# Great Agility Weekend - Brags for Barley and Mira (new title)



## sammydog (Aug 23, 2008)

Hope everyone had a great Christmas! We had an agility trial over the weekend and had a great time.

On Saturday Barley picked up his 16th Double Q with two very nice runs. He placed 3rd in his standard run. Mira was really rocking and picked up her first Excellent B JWW leg with a first place! Mira has MACH points now! She also had a very nice standard run and earned her AX title!

Sunday we only got one Q (Barley JWW), but all the runs were very nice. Mira knocked down 2 bars in jumpers and in standard a tunnel and chute were really calling her name. It was a tough off course tunnel that got a lot of dogs. When it was Barley's turn I over-called him off the tunnel (which he did not need) and ended up with a refusal on the next jump... Good dog, bad handler...

It was a GREAT weekend though! I am thrilled to get a little closer to that MACH for Barley and another title for Mira.
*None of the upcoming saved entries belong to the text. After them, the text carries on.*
PR #802, opened 2023-09-29
More flexibility for internal types

### LINKED ISSUE #195: Support arbitrary precision

termi-official:
This PR fixes two weakly related things. 

First, it allows to actually pass the matrix type into the sparsity pattern constructor. Currently only SparseMatrixCSC with element type of Float64 was allowed. Now we can also use different element types. Other matrix types are not yet implemented and up to future PRs (also related to FerriteDistributed.jl).

The second thing is that at some code points we fixed the data types to Float64. This constraint has also been removed, allowing e.g. the usage of Float32. This change also opens the possibility to implement an example of a complex-valued problem (e.g. Schrödinger problem).

This PR precedes #766 , because it can be useful to use lower precision on the GPU, e.g. to increase throughput and because not every GPU has dedicated Float64 units.

Closes #195 .


KnutAM:
Nice! 
Just leaving the note here, not sure if already on the list to change, that many of the `shape_value(ip, \xi)` implementations hard-code Float64, but should be easy to change (might also not matter as it in many cases would convert to a container type of lower precision), e.g. https://github.com/Ferrite-FEM/Ferrite.jl/blob/383c0c5084ebf36f6be11eb81c7a141c9bd3fbbc/src/interpolations.jl#L535

termi-official:
Yea, this is why I have left it as a draft. I am not sure how to resolve this one properly, because there are several possibilities. First, we could make the value type part of e.g. the Lagrange struct parametrization. On the other hand, we also might be able to have extra dispatches on e.g. `shape_value`. Not entirely sure. But the body should be definitely in the correct precision!

KnutAM:
I think in most cases it should be as simple as 
```julia

function shape_value(ip::Lagrange{RefQuadrilateral, 1}, ξ::Vec{2}, i::Int)
    ξ_x = ξ[1]
    ξ_y = ξ[2]
    i == 1 && return (1 - ξ_x) * (1 - ξ_y) * 0.25
    i == 2 && return (1 + ξ_x) * (1 - ξ_y) * 0.25
    i == 3 && return (1 + ξ_x) * (1 + ξ_y) * 0.25
    i == 4 && return (1 - ξ_x) * (1 + ξ_y) * 0.25
    throw(ArgumentError("no shape function $i for interpolation $ip"))
end
```

to 

```julia
function shape_value(ip::Lagrange{RefQuadrilateral, 1}, ξ::Vec{2,T}, i::Int) where T
    ξ_x = ξ[1]
    ξ_y = ξ[2]
    i == 1 && return (oneunit(T) - ξ_x) * (oneunit(T) - ξ_y) / 4
    i == 2 && return (oneunit(T) + ξ_x) * (oneunit(T) - ξ_y) / 4
    i == 3 && return (oneunit(T) + ξ_x) * (oneunit(T) + ξ_y) / 4
    i == 4 && return (oneunit(T) - ξ_x) * (oneunit(T) + ξ_y) / 4
    throw(ArgumentError("no shape function $i for interpolation $ip"))
end
```
(I suppose this is what you meant with the body, but left it here anyways)

If supplied a quadrature rule with the correct precision/type of the xi-coordinates, I suppose it should work? But there are probably more entry points in some cases, such as the reference coordinates when using BCValues for Dirichlet boundary conditions.

termi-official:
Okay, this took longer than it should have taken. :D Interestingly 1 seems to work fine.

termi-official:
Following the suggestion by Knut in https://github.com/Ferrite-FEM/Ferrite.jl/pull/766#discussion_r1269085009 I also included a change from ArgumentError to BoundsError for interpolations (which might fix the issue in the linked PR).

src/interpolations.jl
termi-official, line 1: I am split about the design here. On the one hand it seems convenient to have the evaluation type as a type parameter. On the other hand we can also rearrange things to just deduce the evaluation type from the function calls. The problematic part is the `reference_coordinates` call, but this can be fixed by letting `reference_coordinates` accept some vector type to write into, i.e. `ref_coord_vector = Vector{Vec{2,Float32}}; reference_coordinates(ip, ref_coord_vector)`. 

I think I prefer this design, because I plan to provide eval function for interpolation stuff anyway for better GPU support and performance.

KnutAM: I also like the latter, having an extra type parameter on the interpolation which should imply the reference coordinate datatype doesn't make sense to me (I would have thought that referred to the shape function type instead then). 

And there are only a few places where `reference_coordinates` are used that I could find:
* [`apply_analytical!`](https://github.com/Ferrite-FEM/Ferrite.jl/blob/e9ae940a3b6965d78bfd1ae03827e7584bfddac4/src/Dofs/apply_analytical.jl#L56): Here we could simply take the coordinate's eltype from the grid
* [`evaluate_at_grid_nodes(proj, ...)`](https://github.com/Ferrite-FEM/Ferrite.jl/blob/e9ae940a3b6965d78bfd1ae03827e7584bfddac4/src/L2_projection.jl#L256) and [`evaluate_at_grid_nodes(dh, ...)`](https://github.com/Ferrite-FEM/Ferrite.jl/blob/e9ae940a3b6965d78bfd1ae03827e7584bfddac4/src/Dofs/DofHandler.jl#L898): Same here, can take info from the grid.
* [`BCValues`](https://github.com/Ferrite-FEM/Ferrite.jl/blob/e9ae940a3b6965d78bfd1ae03827e7584bfddac4/src/FEValues/face_values.jl#L207): A type parameter is already given as input

Why not have the signature for each interpolation as `reference_coordinates(T, ip)` and define `reference_coordinates(ip::Interpolation) = reference_coordinates(Float64, ip)` as the default? (Instead of providing the full vector as an input)?

Or would you like the ability to have `reference_coordinates(...)::StaticVector` or GPU array? In that case, perhaps we could define the reference coordinates as a tuple instead of an array, which could just be collected into the correct `AbstractArray` container? Not sure if this has any negative performance impact, but I would assume the compiler would figure this out, especially if we add an `@inline` to the default method.

KnutAM:
> Interestingly 1 seems to work fine.

Using `Int` would work as long as there are no units, but this would throw if someone tries to supply coordinate with units - but this will break a lot of other assumptions in the code base too, so perhaps not worth the extra hassle :)

src/interpolations.jl
termi-official: Not sure if we need these functions  on he GPU but I think it is nice to at least have the possibility in case a user runs into the scenario where he needs it.

src/interpolations.jl
```diff
@@ -451,7 +451,7 @@ function reference_coordinates(ip::DiscontinuousLagrange{RefTetrahedron,0,T}) wh
 end
 
 function shape_value(ip::DiscontinuousLagrange{shape, 0}, ::Vec{dim, T}, i::Int) where {dim, shape <: AbstractRefShape{dim}, T}
-    i > 1 && throw(ArgumentError("no shape function $i for interpolation $ip"))
+    i > 1 && throw(BoundsError(ip, i))
```
KnutAM, line 451: Just noting it here, since I looked here how you did for using it somewhere else. 
I'm not sure if the error message is informative enough.
```
ERROR: BoundsError: attempt to access Lagrange{RefQuadrilateral, 1, Nothing} at index [1]
```

termi-official: If there is a better way to do it in a type stable way I am happy to implement it. I chose `BoundsError` over `ArgumentsError` because the latter is incompatible with evaluating individual shape functions on the GPU due to the apparent type instability.

fredrikekre: BoundsError feels wrong here though. Is ArgumentError with a const string (no interpolation) also problematic?

termi-official: Why? The evaluation here acts like a lazy array access for the last index.

I remember that is also was an issue with constant strings, but I cannot quickly reproduce the issue in 1.9.3. Maybe this one has been fixed.

termi-official:
> > Interestingly 1 seems to work fine.
> 
> Using `Int` would work as long as there are no units, but this would throw if someone tries to supply coordinate with units - but this will break a lot of other assumptions in the code base too, so perhaps not worth the extra hassle :)

I think this is still interesting to explore. :)

test/test_interpolations.jl
```diff
@@ -98,18 +99,24 @@
...
-    @testset "dirac delta property of dof $dof" for dof in 1:n_basefuncs
-        for k in 1:n_basefuncs
-            N_dof = shape_value(interpolation, coords[dof], k)
-            if k == dof
-                @test N_dof ≈ 1.0
-            else
-                factor = interpolation isa Lagrange{RefQuadrilateral, 3} ? 200 : 4
-                @test N_dof ≈ 0.0 atol = factor * eps(Float64)
+        # Check for evaluation type stability of interpolation
+        @testset "type stability dof $dof" for dof in 1:n_basefuncs
```
KnutAM, line 103: Doesn't check for type-instabilities or?
```suggestion
        @testset "type correctness dof $dof" for dof in 1:n_basefuncs
```

test/test_interpolations.jl
```diff
@@ -153,19 +160,26 @@
...
+        v_interpolation_1 = interpolation^2
+        v_interpolation_2 = (d = 2; interpolation^d)
+        @test getnbasefunctions(v_interpolation_1) == getnbasefunctions(v_interpolation_2) ==
+            getnbasefunctions(interpolation) * 2
+        # pretty printing
+        @test repr("text/plain", v_interpolation_1) == repr(v_interpolation_1.ip) * "^2"
+        
+        # Check for evaluation type stability of vectorized interpolation
+        v_interpolation_3 = interpolation^ref_dim
+        @testset "vectorized case stability of dof $dof" for dof in 1:n_basefuncs
```
KnutAM, line 173:
```suggestion
        @testset "vectorized case type correctness of dof $dof" for dof in 1:n_basefuncs
```

KnutAM (commented):
Nice work! Quite a lot of detailed changes!

I've tried to go through carefully but especially in the ConstraintHandler, there seem to be several possibilities for `Float64` to sneak in. 
Not sure if it is necessary to prevent this as long as (a) we have type-stable code and (2) the output types are the correct types. I guess further improvements can be done in the GPU PR if issues arise with internal `Float64` then?

In addition to the JET testing, it would be nice to have a few `@btime` comparisons with master for usages of the `ConstraintHandler` with `Float64`.
For example
* `close!`
* `update!`
* `apply!`
* Creation of periodic boundary conditions
Where the 3 first are done for cases including affine constraints to avoid any regressions here. This could also, in addition, be tested with JET, if possible.

src/Dofs/ConstraintHandler.jl
```diff
@@ -90,11 +90,11 @@ struct ConstraintHandler{DH<:AbstractDofHandler,T}
     closed::ScalarWrapper{Bool}
 end
 
-function ConstraintHandler(dh::AbstractDofHandler)
+function ConstraintHandler(dh::AbstractDofHandler, T=Float64)
```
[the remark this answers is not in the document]
termi-official: Good point. Let us assume this coupling for now. If users will run into the scenario where we need more granularity of the types, then we can adjust on more specific use cases.

`T` is introduced to refer to everything related to the actual computations. I have not tried to decouple the individual concepts in this PR. We can merely have the discussion going about more involved types ( e.g. unitful or complex). However, I want to achieve for now that we can at least compute with different precision in a stable way.

src/Dofs/ConstraintHandler.jl
```diff
@@ -407,7 +407,7 @@ function update!(ch::ConstraintHandler, time::Real=0.0)
 end
 
 # for vertices, faces and edges
-function _update!(inhomogeneities::Vector{Float64}, f::Function, boundary_entities::Set{<:BoundaryIndex}, field::Symbol, local_face_dofs::Vector{Int}, local_face_dofs_offset::Vector{Int},
+function _update!(inhomogeneities::Vector{T}, f::Function, boundary_entities::Set{<:BoundaryIndex}, field::Symbol, local_face_dofs::Vector{Int}, local_face_dofs_offset::Vector{Int},
```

Mira has now been running agility for 6 months, and in that time picked up her NA, NAJ, OA, OAJ, AX and AXJ titles... I think it is simply amazing! I have a blast running this little dog. 

Happy Holidays everyone!


----------



## rappwizard (May 27, 2009)

What great Christmas presents! That a nice string of titles in 2009. Here's to more in 2010!


----------



## hotel4dogs (Sep 29, 2008)

Wow, that's amazing! I can't imagine 16 double Q's!!! 
And Mira's red hot, we'll be looking for that MACH in no time!
Tito thinks Mira is red hot anyway.....


----------



## sammydog (Aug 23, 2008)

Thank you both! We are having a lot of fun!


----------



## Loisiana (Jul 29, 2009)

wow, getting so close, you need to start a MACH countdown in your sig!


----------



## GoldenSail (Dec 30, 2008)

That's fantastic!!!


----------



## katieanddusty (Feb 9, 2006)

Woohoo, congrats!!! They're both doing so well! How many points does Barley have now?

Videos?

I was wondering where some people were this weekend, I bet they were down in San Diego. We should have gone there too.


----------



## sammydog (Aug 23, 2008)

Jodie - I love the idea, but I think I will wait until I get a little closer until I put something in my sig... I was thinking about it, but like now... I am not trialing for another month... so not much is going to happen! 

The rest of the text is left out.